How many bits of address is required (for the program counter for example) in a byte-addressed computer with 512 Mbyte RAM?
What does the formula look like?
How is this connected with the fact that 32 bits can address no more than 4 GB RAM?
5
You need log2(n) bits to address n bytes. For example, you can store 256 different values in an 8 bit number, so 8 bits can address 256 bytes. 210 = 1024, so you need 10 bits to address every byte in a kilobyte. Likewise, you need 20 bits to address every byte in a megabyte, and 30 bits to address every byte in a gigabyte. 232 = 4294967296, which is the number of bytes in 4 gigabytes, so you need a 32 bit address for 4 GB of memory.
3
Existing answers have explained that the formula for addressing ram is 2^BITS = Addressable ram, but have not explained why.

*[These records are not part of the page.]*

PR #595, opened 2021-11-07
Add script for automated Wireguard client generation

DL6ER:

- [X] I have read and understood the [contributors guide](https://github.com/pi-hole/pi-hole/blob/master/CONTRIBUTING.md).
- [X] I have checked that [another pull request](https://github.com/pi-hole/FTL/pulls) for this purpose does not exist.
- [X] I have considered, and confirmed that this submission will be valuable to others.
- [X] I accept that this submission may not be used, and the pull request closed at the will of the maintainer.
- [X] I give this submission freely, and claim no ownership to its content.

**How familiar are you with the codebase?:** 

## 10

---

The existing "all commands you need to run" box is replaced by a proper script that makes adding new Wireguard clients easier than it ever was (a single line you have to run). Tested on two independent servers and with Android and Linux clients.

In addition, this fixes a few shortcomings I discovered only today: the existing hints are not sufficient and can cause frustration because clients cannot connect.

### DIFF
--- a/docs/guides/vpn/wireguard/client.md
+++ b/docs/guides/vpn/wireguard/client.md
@@ -5,35 +5,62 @@ Adding clients is really simple and easy. The process for setting up a client is
 For each new client, the following steps must be taken. For the sake of simplicity, we will create the config file on the server itself. This, however, means that you need to transfer the config file *securely* to your server as it contains the private key of your client. An alternative way of doing this is to generate the configuration locally on your client and add the necessary lines to your server's configuration.
 
 <!-- markdownlint-disable code-block-style -->
-??? info "All commands described below at once"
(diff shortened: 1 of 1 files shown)


yubiuser:
I know this has been like this before, but we allow clients access to all other wg clients by `echo "AllowedIPs = ${1}0/24, ${3}/64" >> "${name}.conf"`

Is this intended? Or should we limit this to just the server? Esp. because here
https://docs.pi-hole.net/guides/vpn/wireguard/internal/#allow-clients-to-access-other-devices

we say
> In our standard configuration, we have configured the clients in such a way that they can only speak to the server.

yubiuser (approved):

Consider a system with 2 bits. It can address 4 bytes of ram as follows:
Byte 0: 00
Byte 1: 01
Byte 2: 10
Byte 3: 11
For each additional bit, we can address twice as much memory. E.g., add a 0 bit to each for bytes 0-3, then add a 1 bit for bytes 4-7. We address byte X by using a bit arrangement corresponding to X in binary.
You need the log (base 2) of the N bytes in order to address N bytes of RAM directly.
4 GB = 2^32 bytes
log_2( 2^m ) = m
so
log_2( 2^32 ) = 32
So a 32-bit address lets you directly reference 2^32 bytes (4 GB). A 64-bit address lets you directly reference 2^64 bytes (16 exabytes).
0
How many bits of address is required (for the program counter for
example) in a byte-addressed computer with 512 Mbyte RAM?
There is no answer.
For modern systems software uses virtual memory, and virtual memory has nothing to do with physical memory. For example, you might have 512 MiB of RAM, 1.5 GiB of swap space, and 2 GiB of memory mapped files.
For most systems that have about 512 MiB of RAM; you’d typically want/expect 32-bit addresses and 32-bit instruction pointer (and have 4 GiB of virtual address space per process, including space reserved by kernel).
Note that “amount of RAM” also has nothing to do with actual physical address size or minimum physical address size. A computer with 512 MiB of RAM, 4 MiB of ROM, and 512 MiB of memory mapped devices (video cards, etc) may need a minimum of 2 GiB of physical address space (and may actually have 4 GiB of physical address space).
1
It depends not on the amount of RAM, but on the address space. A 64 bit processor with 512 MB RAM and virtual memory supported by a 5 TB hard drive needs at least 43 bits for addresses. Now if you support sparse allocations then you need more.